Quasi-steady approximations to initial value problems with application to sediment transport

Abstract

We discuss the issues associated with quasi-steady approximations to the heat equation on both finite and infinite domains. The long time behavior of unsteady, diffusive problems is often the primary interest of many “first order”, analytical modeling studies especially where precise initial value information is unavailable. Approximations to initial value problems (IVPs) that are independent of the specified initial condition are here described as quasi-steady solutions. To obtain a quasi-steady approximation, temporal behavior is necessarily modeled in terms of time independent, i.e. spatial information. By requiring that the same the functional basis underlying separation of variables for finite domain problems (eigenvalue problems) we can delimit a simple function class for the temporal terms.
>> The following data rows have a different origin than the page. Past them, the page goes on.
Issue #5832, opened 2021-01-08
Space Exterior Spawns Added to Maps


Mute-Man:
### Description
A new "Space Exterior" spawnpoint was added in #5825 to trigger spawns on ingame events, for spacecarps, xenos, and the like.
Since it is an entirely new spawnpoint, at least one needs to be added to every map.

* [x] Add "Space Exterior" spawnpoint to Square Station
* [x] Add "Space Exterior" spawnpoint to Fall Station
* [x] Add "Space Exterior" spawnpoint to Outpost Station
* [x] Add "Space Exterior" spawnpoint to Box Station
* [x] Add "Space Exterior" spawnpoint to Pog Station
* [x] Notify Mappers working on new Maps/Stations to add "Space Exterior" spawnpoints to them

NoooneyDude:
Related to #4719.

PR #5867, opened 2021-01-15
Spawnpoint prefabs and Box modifications.

### LINKED ISSUE #5582: Missing wire at Box
### Environment
- Game Version: last, build 5538
- OS Version: Windows 10

At coordinates -191, 45 (medbay) if I am not mistaken missing low voltage wire so part of the medbay is not powere at all
<!-- What is broken? What should be happening instead? Include as much informations as possible. Images, gifs, or youtube videos are welcome! --!>

PetMudstone:
### Purpose
- Adds individual prefabs for all spawnpoints.
- Adjusts spawnpoints on Boxstation, adds many maint and external space spawnpoints. Checks Boxstation tickbox in #5832
- Adds a missing wire in Boxstation's medical, resolves #5582.

### Notes
- All spawnpoints are invisible by default in the scene view and always invisible during gameplay. However, if you turn on Gizmos in the inspector you will see textures appropriate to the kind of spawnpoint you're using. For example, a spawnpoint that's set to spawn assistants will show the sprite of an assistant.


ThatDan123:
You can set the spawnpoint layer to Ghost, and then only ghosts will see them.

Though not sure that outside the editor they will need to be seen so they could just have a gizmo picture instead.

corp-0:
I think the gizmo image is cool but it only shows when the component generating the gizmo is expanded (not collapsed). Another option is implementing ``IServerSpawn`` and make the sprite of ``SpriteRenderer`` null.

corp-0:
No wait, that wouldn't work because the change is not networked and using resources to network that change sounds like a big waste. Let's go with the gizmo solution.

corp-0:
oh no, a conflict

corp-0:
update the pr description since the note suggests spawnpoints are visible during gameplay

PR #5870, opened 2021-01-16
Add slight delay between item selection in radial.

Copern:
Getting back into things. A suggestion relayed to me was adding a brief delay to item selection on the radial.
If an item is currently selected in the radial menu, there will be a brief delay before another item is selected if you hover over it.
This gives you a brief window in which to move the mouse from a selected item over to the actions without accidentally selecting another item.
This only affects the item ring, the action ring is unaffected by this change.


corp-0:
GIF 16-01-2021 3-50-20
Works flawleslly, thank you very much

PR #5877, opened 2021-01-20
Readd self-examination and add wounds descriptions

corp-0:
### Purpose
Readd self-examination interaction. It will return the classic description you found when examininig others as seen on this recent screenshot from tg:
unknown

Adds wounds descriptions for each body part to the new expanded view of the examination window. The numbers that determine the message might need a little tweaking in the future.

Adds a short one word status description to be seen on the status part of the new examination window.

### Notes:
I added two new extensions. 
Capitalize() is a string extension that will, welp, capitalize the word so the first letter of the string is Upcase.
IsBetween() is a IComparable extension that will return true if the IComparable is between the given range. This works for all IComparables, like numbers (of any type) and dates.

### Changelog:
CL: Readds self-examination
CL: Adds new wounds description per body part visible on the new extended view of the examination window.

### DIFF
--- a/UnityProject/Assets/Scripts/Health/Living/LivingHealthBehaviour.cs
+++ b/UnityProject/Assets/Scripts/Health/Living/LivingHealthBehaviour.cs
@@ -2,12 +2,14 @@
 using System.Collections;
 using System.Collections.Generic;
 using System.Linq;
+using System.Text;
 using Systems.Atmospherics;
 using Light2D;
 using UnityEngine;
 using UnityEngine.Events;
 using Mirror;
 using UnityEngine.Profiling;
+using WebSocketSharp;
 
 /// <summary>
 /// The Required component for all living creatures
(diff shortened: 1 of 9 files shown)


UnityProject/Assets/Scripts/Health/Living/LivingHealthBehaviour.cs
```diff
@@ -1048,13 +1054,49 @@ public string GetExamineText()
...
 		}
 
 		return healthString;
 	}
 
+	public string GetShortStatus()
+	{
+		if (IsDead)
+		{
+			return "DEAD";
```
Bod9001, line 1077: could add extra if for is SSD and dead?

corp-0: Yes I can. I didn't know if we wanted to add information that specific, is it in character information to know how someone is dead and has no soul?

corp-0: done

corp-0:
wait until #5879 is merged because it this will conflict then. I don't mind solving the conflict.

corp-0:
I'm gonna do a gamer move and speed merge this so we can trigger a build sooner

PR #5880, opened 2021-01-21
add ability to choose a pseudonym

corp-0:
### Purpose
This PR will add the ability for certain clothing to hide the real identity of a player and show a pseudonym/artistic name instead. Useful for stuff like miming and clowning.

### How it works
A new string variable called ``Pseudonym`` is added to ``Mind`` object. When the player wears a clothing piece with the ``WearablePseudonym`` component, it will try to retrieve the pseudonym from the character's mind. If no pseudonym is found, it will prompt the player to type in a new one and then store it on mind for the rest of the round. The pseudonym will be the visible name for the player as long as they are wearing the clothing piece with the component.

### Changelog
CL: Adds ability to use a pseudonym/artistic name for clowning or miming.


corp-0:
closing since artistic names are not a popup anymore, not even in ss13.

PR #5886, opened 2021-01-22
Breathing in plasma causes toxin damage, Fixes #5176

### LINKED ISSUE #5176: Breathing plasma gas should cause toxin damage
## Description

When plasma gas is breathed, it should deal toxin damage proportional to the concentration in the air. It's not damage from exposure, so those with internals are safe.

AtnerNT:
Addresses #5176, if atmospheric plasma is above a certain threshold, players will begin to take toxin damage proportional to the amount of plasma in the air they are breathing.


corp-0:
I think this works good while we don't have proper species and different interactions with gases. In the near future, this shouldn't be hardcoded. I will merge, unless @Bod9001 has an objection

PR #5887, opened 2021-01-23
Fixes an oversight from my last PR (Plasma Toxin Damage)

AtnerNT:
An oversight in my plasma-breathing PR meant that in atmospheres containing more than 501kPa of Plasma, the resulting player would suffer no toxin damage from breathing it in. It's one line and an easy fix, just an oversight.


UnityProject/Assets/Scripts/Health/RespiratoryHealth/RespiratorySystem.cs
```diff
@@ -164,6 +164,7 @@ private float HandleBreathing(GasMix gasMix)
 			plasmaDamage = (plasmaPressure - PLASMA_SAFE_MAX) / 5;
 
 			if ((bloodSystem.ToxinLevel += plasmaDamage) <= 100) bloodSystem.ToxinLevel += plasmaDamage;
```
corp-0: use ``{`` and ``}``. Brackets should be on new line by their own.

corp-0: I feel weird doing assignation inside an ``if`` condition. That's me personally though, let me see what other reviewers think of it.

PR #5888, opened 2021-01-24
Fix radial camera reference

Copern:
Tested in unity player by logging in, back out, and back in a few times. Before change I would get an NRE logging back in as the branch held a reference to the camera that was destroyed.


corp-0:
this should fix the nre that made subsequent rounds not trigger the radial menu when right clicking.

PR #5889, opened 2021-01-24
Partially converting closets and crates to use sprite handler. Renaming.

PetMudstone:
### Purpose
- Makes closets and crates mostly use the sprite handler. Weld overlays still don't use it however.
- Renames many of the file names of closets and lockers to make more sense.
- Adds a setting for whether or not you want to hide the lock light when a container is opened. Meant for crates.


corp-0:
some big changes here, please don't merge until thoroughly tested or wait until new update to main servers is released.

PetMudstone:
Can confirm that everything works while connected as client now.

PR #5890, opened 2021-01-24
Squarestation locker/crate/suitstorage fixes

PerfectTangent:
### Purpose
- Fixes **all** closets, crates. and suit storage units with messed up or missing sprites.
- lengthens a couple airlocks that were 1 tile wide to be 2 tiles wide so bodies, canisters, and so on can be dragged through them.
- slightly changes the layout of the cargo crates room so it's not as cramped and adds 3 more crates.
- does _not_ add space exterior spawns. will do that next.

### Notes:
Because I am a dumb, it overwrites #5878. I will readd the plants in the next pr that includes the space exterior spawns.


corp-0:
whoever merges this, please **squash and merge**

PR #5892, opened 2021-01-25
Adds UnRealStation, first unfinished version, with Matrix problems.

Akbadain29:
### Purpose
This is will probably fail the tests, but I've PR'd to deal with the above. Specifically, the problem I'm having is that none of the matrices are lining up properly, which is recking transitioning onto the shuttles and the disposals tubes. Can you see what I've done wrong?


wraith-54321:
new map, shiny

Akbadain29:
I tried messing with the tilemap anchor in the tilemap component inside the layers of the matrix of the mining shuttle. This was to try and remove the offset by adjusting the position of the layers to where the shuttle should be. It wasn't fixed it at all. I've doubled checked what is done on existing maps and their layering is set out the exact same way.

The command console's initial round reports it prints out are ejected with a 1 tile offset, which doesn't make much sense either.

Akbadain29:
Ok, I've moved the matrices around a bit to see if that helps and fixed more of the tests up. I've still got to deal with the missing light tube references, but because they have got double-ups, I'm going to have to go through and relabel so I figure out which ones need fixing. I'll do it that later when I get a chance.

corp-0:
did that fix the offset?

Akbadain29:
It doesn't seem to have done anything, which is a pain.

Akbadain29:
If it's alright with you, once I've fixed up the light references, can it be merged but not included in the rotation until we sort out why it's being a pain?

corp-0:
as long as it doesn't make tests fail, sure.

Akbadain29:
Cool, thanks

Akbadain29:
Some of the lights don't seem to be connected up and some haven't been put in, I'll do that later. All the tests pass now though, so when it's done please merge it.

Akbadain29:
Also the matrix offset is still there, I still have no idea why that is happening.

corp-0:
> UnRealStation: "APC_Hallway_South_2" has a null value in the list.

The only problem you have right now before merging

corp-0:
alright so before I merge, you sure this isn't enabled on rotation?

Akbadain29:
image
Yeah. I ticked that.

corp-0:
I meant the map rotation, since the state of the map is currently broken

Akbadain29:
It's definitely not in map.json

PR #5896, opened 2021-01-26
Improves to symptoms and player feedback

corp-0:
### Purpose
- [x] Makes plasma only damage when its concentration is enough to be visible. Adds symptoms for when plasma is still no visible, so they work as a hint of the danger.
- [x] Reduces the chances of spawning with common allergies.

### Changelog
CL: Improves plasma intoxication symptoms. Plasma will only damage when its concentration is enough to be visible but still can be perceived before that.
CL: Makes common allergies a little less common.


corp-0:
as it is right now, breathing plasma damage is rather underwhelming. It took me 5 minutes of inhaling pink confetti to go from 0 toxin to 100 and finally get in critical condition.

corp-0:
do not merge, I will make some changes and also add radiation symptoms.

corp-0:
I dropped radiation symptoms, it is just annoying to work with. I will give it another try when we get new helf.

PR #5903, opened 2021-01-27
Fixes duplicated bundles

Bod9001:
why has no one done this yet


corp-0:
I did on my local but got different errors so I didn't want to risk it

PR #9217, opened 2022-09-11
Fixes protips and finally adds tip queuing

MaxIsJoe:
sorry this took a while
part of #5316

### Notes:

Tips might appear to be still not functional but they're not; they are saved on your machine as interacted with before.
If you want to test, check out the super matter as it can be triggered over and over again.

### Changelog:
CL: [New] Tips are now queued.
CL: [Fix] Tips now function again when picking up items or approaching ranged tips.

### DIFF
--- a/UnityProject/Assets/Scripts/Systems/Inventory/Pickupable.cs
+++ b/UnityProject/Assets/Scripts/Systems/Inventory/Pickupable.cs
@@ -43,9 +43,9 @@ public class Pickupable : NetworkBehaviour, IPredictedCheckedInteractable<HandAp
 
 	public ItemAttributesV2 ItemAttributesV2;
 
-	public event Action OnMoveToPlayerInventory;
+	public event Action<GameObject> OnMoveToPlayerInventory;
 
-	
+
 	#region Lifecycle
 
 	private void Awake()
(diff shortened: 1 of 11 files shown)


PerfectTangent:
rather than automatically marking tips as shown, I think I'd prefer the Rimworld way where they show you it a few times, but giving you the choice to permanently mark as read. There are some tips that don't need to be shown repetitively, but there are others that would benefit from it a lot, like how to use internals when dying.

corp-0:
it depends on the tip currently. Like it says in the description, the super matter triggers all the time while others are just not that important to be shown repeatedly

MaxIsJoe:
> rather than automatically marking tips as shown, I think I'd prefer the Rimworld way where they show you it a few times, but giving you the choice to permanently mark as read. There are some tips that don't need to be shown repetitively, but there are others that would benefit from it a lot, like how to use internals when dying.

That's actually a very good idea.
Will add it in the next PRs

corp-0:
C# has a queue data structure https://docs.microsoft.com/en-us/dotnet/api/system.collections.generic.queue-1?view=net-6.0

UnityProject/Assets/Scripts/Systems/Inventory/Pickupable.cs
```diff
@@ -213,7 +213,7 @@ private IEnumerator ServerPerformInteractionLogic(HandApply interaction)
 
 	private void PickupAnim(GameObject interactor)
 	{
-		OnMoveToPlayerInventory?.Invoke();
+		OnMoveToPlayerInventory?.Invoke(interactor);
```
corp-0: I get it works, but the event should be invoked in the coroutine that calls this method instead of the method that should be only responsible of playing the picking up animation.

MaxIsJoe: done

MaxIsJoe:
> C# has a queue data structure https://docs.microsoft.com/en-us/dotnet/api/system.collections.generic.queue-1?view=net-6.0

I don't get how we can use this here

corp-0:
Instead of the list

corp-0 (dismissed):

corp-0 (approved):

PR #9219, opened 2022-09-14
Fixes inventory not being visible in Sub- inventories

Bod9001:
### Changelog:

CL: [Fix] Fixes inventory not being visible in Sub- inventories


corp-0:
you fixed the bug with just deleting code?

Bod9001:
yeah, it looks like there's already a system for handling observing inventories, that's on the object itself so this is unnecessary

corp-0:
less code is always good. Fix the tests failing and we are good. Also register the chemical addition in changelogs.

corp-0 (approved):

PR #9220, opened 2022-09-14
Hopefully fixs and A ghost blob

Bod9001:
please review 

### Changelog:

CL: [Fix] Hopefully fixs blob and  A ghost


corp-0:
changelog detection wasn't workin because there was an space before ``CL:``

Bod9001:
might be worth to check for that

corp-0 (approved):

PR #9232, opened 2022-09-19
Staging fixes17

Bod9001:
### Changelog:

CL: [Fix] Fixed Rolledposters 
CL: [Fix] fixes paper alignment
CL: [Fix] Fixes dice not rolling properly

### DIFF
--- a/UnityProject/Assets/Scripts/Items/Dice/RollDie.cs
+++ b/UnityProject/Assets/Scripts/Items/Dice/RollDie.cs
@@ -61,7 +61,7 @@ namespace Items.Dice
 		{
 			ObjectPhysics.OnThrowStart.AddListener(ThrowStart);
 			ObjectPhysics.OnImpact.AddListener(ThrowEnd);
-			ObjectPhysics.OnThrowEnd.AddListener(ThrowStartEndold);
+			ObjectPhysics.OnThrowEnd.AddListener(ThrowEndOld);
 			if (cookable != null && isRiggable)
 			{
 				cookable.OnCooked += Cook;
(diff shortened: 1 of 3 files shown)


UnityProject/Assets/Scripts/Items/Dice/RollDie.cs
```diff
@@ -134,6 +134,11 @@ private void ThrowStart(UniversalObjectPhysics throwInfo)
 			Chat.AddActionMsgToChat(throwInfo.thrownBy, $"You throw the {dieName}...", $"{throwInfo.thrownBy.ExpensiveName()} throws the {dieName}...");
 		}
 
+		private void ThrowStartEndold(UniversalObjectPhysics throwInfo)
+		{
+			this.RestartCoroutine(WaitForSide(), ref waitForSide);
```
corp-0, line 139: I don't understand why is this method needed now. Did something break after the change to new physics?

I also can't read the name of the method.

Bod9001: throwing works differently now so you can't use the old system exactly

corp-0: ok so why does it need a new method instead of using the one we have now? Is it too hard to make rolling dice use the new signature instead of creating a ``ThrowEndOld`` method?

Bod9001: well, you can't reuse it because it expects there to be momentum difference but, implicitly by the name it saying that it's finished moving, so therefore there is no momentum change

corp-0: momentum 0 ?

Bod9001: yeah, because it stopped moving, Because it's reached the end of the throw

corp-0: yes, so why not call ``OnThrowEnd`` with ``0`` as the argument

corp-0: actually, why does ThrowEnd need a force if it is called when it has no force?

Bod9001: That's what uses the old method because it doesn't have a force, and also loads of other stuff still uses it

Similarly, a basis consistent with the introduction of a self-similar variable for the infinite domain problems (boundary value problems) can be reproduced by the quasi-steady approximation be selecting a derivative based steady closure. Given this closure we then discuss the approximation relationships in terms of a set of canonical attributes of solution character. Discussions include behavior of several simple eigenvalue and boundary value problems, approximations using (along with the convergence properties) successive substitution and, finally, behavior and physical interpretation of Lagrangian formulations of the quasi-steady ODE. Finally application of the quasi-steady approximation to the development of alluvial fans, a geological problem where initial condition information is not available, has been shown to provide a useful, elementary result.